▶ **The task**
Starting at the line that contains "but now 12:03:59", repeat each line exactly until the records end, keeping both the first and the last.

==== Source information ====

PR #8593, opened 2023-08-14
NAS-123526 / 24.04 / Extend session may appear when there is no active connection

AlexKarpov98:
Testing: 
Check that you are logged out even tho there is no ws connection and user is logged in.
Extend session modal will appear as usual and closes the session, before once there was no connection - it stuck.

image

example: 
11:55:19 on screenshot
but now 12:03:59 and session still is not closed


denysbutenko (approved):
Looks good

====

▶ **Answer to this task**
but now 12:03:59 and session still is not closed


denysbutenko (approved):
Looks good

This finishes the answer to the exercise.